(Dataset items)
PR #11729, opened 2020-05-07
update login regex to be more consistent with current released one

### LINKED ISSUE #11726: Login RegEx is a breaking change

[One recent PR](https://github.com/jhipster/generator-jhipster/pull/11450) changed the validation patterns logins. This regex has a problem.

* There is a potential breaking change. E.g. with the old regex `foo@bar@com` was a valid login. With the regex in master not. So data which is currently in the database and a valid login will be invalid now

It should not happen.

##### **Related issues**

None.

##### **Suggest a Fix**

Update the regex such that

* It behaves more like the old regex, such that breaking changes do not happen

##### **JHipster Version(s)**

Current master only. The was **NO** release with the breaking change, so no user is in danger.
 
atomfrede:
This makes the login regex more consistent with the current released version. In particular for example:

* Released version: `foo@bar@com` -> VALID :heavy_check_mark: 
* Current master: `foo@bar@com` -> INVALID :red_circle: 
* New regex: `foo@bar@com` -> VALID :heavy_check_mark: 

closes #11726

### DIFF
--- a/generators/client/index.js
+++ b/generators/client/index.js
@@ -84,7 +84,7 @@ module.exports = class extends BaseBlueprintGenerator {
 
             setupClientconsts() {
                 // Make constants available in templates
-                this.LOGIN_REGEX = constants.LOGIN_REGEX;
+                this.LOGIN_REGEX = constants.LOGIN_REGEX_JS;
                 this.ANGULAR = constants.SUPPORTED_CLIENT_FRAMEWORKS.ANGULAR;
                 this.HUSKY_VERSION = constants.HUSKY_VERSION;
                 this.LINT_STAGED_VERSION = constants.LINT_STAGED_VERSION;
--- a/generators/client/index.js
+++ b/generators/client/index.js
@@ -84,6 +84,7 @@ module.exports = class extends BaseBlueprintGenerator {
 
             setupClientconsts() {
                 // Make constants available in templates
+                this.LOGIN_REGEX = constants.LOGIN_REGEX;
                 this.ANGULAR = constants.SUPPORTED_CLIENT_FRAMEWORKS.ANGULAR;
                 this.HUSKY_VERSION = constants.HUSKY_VERSION;
                 this.LINT_STAGED_VERSION = constants.LINT_STAGED_VERSION;
--- a/generators/client/templates/angular/src/main/webapp/app/account/register/register.component.ts.ejs
+++ b/generators/client/templates/angular/src/main/webapp/app/account/register/register.component.ts.ejs
@@ -42,7 +42,7 @@ export class RegisterComponent implements AfterViewInit {
     success = false;
 
     registerForm = this.fb.group({
-        login: ['', [Validators.required, Validators.minLength(1), Validators.maxLength(50), Validators.pattern('<%- LOGIN_REGEX %>')]],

• _Your objective_
Using the records above as the source, restate each line verbatim.

• _Response to this task_
PR #11729, opened 2020-05-07
update login regex to be more consistent with current released one

### LINKED ISSUE #11726: Login RegEx is a breaking change

[One recent PR](https://github.com/jhipster/generator-jhipster/pull/11450) changed the validation patterns logins. This regex has a problem.

* There is a potential breaking change. E.g. with the old regex `foo@bar@com` was a valid login. With the regex in master not. So data which is currently in the database and a valid login will be invalid now

It should not happen.

##### **Related issues**

None.

##### **Suggest a Fix**

Update the regex such that

* It behaves more like the old regex, such that breaking changes do not happen

##### **JHipster Version(s)**

Current master only. The was **NO** release with the breaking change, so no user is in danger.
 
atomfrede:
This makes the login regex more consistent with the current released version. In particular for example:

* Released version: `foo@bar@com` -> VALID :heavy_check_mark: 
* Current master: `foo@bar@com` -> INVALID :red_circle: 
* New regex: `foo@bar@com` -> VALID :heavy_check_mark: 

closes #11726

### DIFF
--- a/generators/client/index.js
+++ b/generators/client/index.js
@@ -84,7 +84,7 @@ module.exports = class extends BaseBlueprintGenerator {
 
             setupClientconsts() {
                 // Make constants available in templates
-                this.LOGIN_REGEX = constants.LOGIN_REGEX;
+                this.LOGIN_REGEX = constants.LOGIN_REGEX_JS;
                 this.ANGULAR = constants.SUPPORTED_CLIENT_FRAMEWORKS.ANGULAR;
                 this.HUSKY_VERSION = constants.HUSKY_VERSION;
                 this.LINT_STAGED_VERSION = constants.LINT_STAGED_VERSION;
--- a/generators/client/index.js
+++ b/generators/client/index.js
@@ -84,6 +84,7 @@ module.exports = class extends BaseBlueprintGenerator {
 
             setupClientconsts() {
                 // Make constants available in templates
+                this.LOGIN_REGEX = constants.LOGIN_REGEX;
                 this.ANGULAR = constants.SUPPORTED_CLIENT_FRAMEWORKS.ANGULAR;
                 this.HUSKY_VERSION = constants.HUSKY_VERSION;
                 this.LINT_STAGED_VERSION = constants.LINT_STAGED_VERSION;
--- a/generators/client/templates/angular/src/main/webapp/app/account/register/register.component.ts.ejs
+++ b/generators/client/templates/angular/src/main/webapp/app/account/register/register.component.ts.ejs
@@ -42,7 +42,7 @@ export class RegisterComponent implements AfterViewInit {
     success = false;
 
     registerForm = this.fb.group({
-        login: ['', [Validators.required, Validators.minLength(1), Validators.maxLength(50), Validators.pattern('<%- LOGIN_REGEX %>')]],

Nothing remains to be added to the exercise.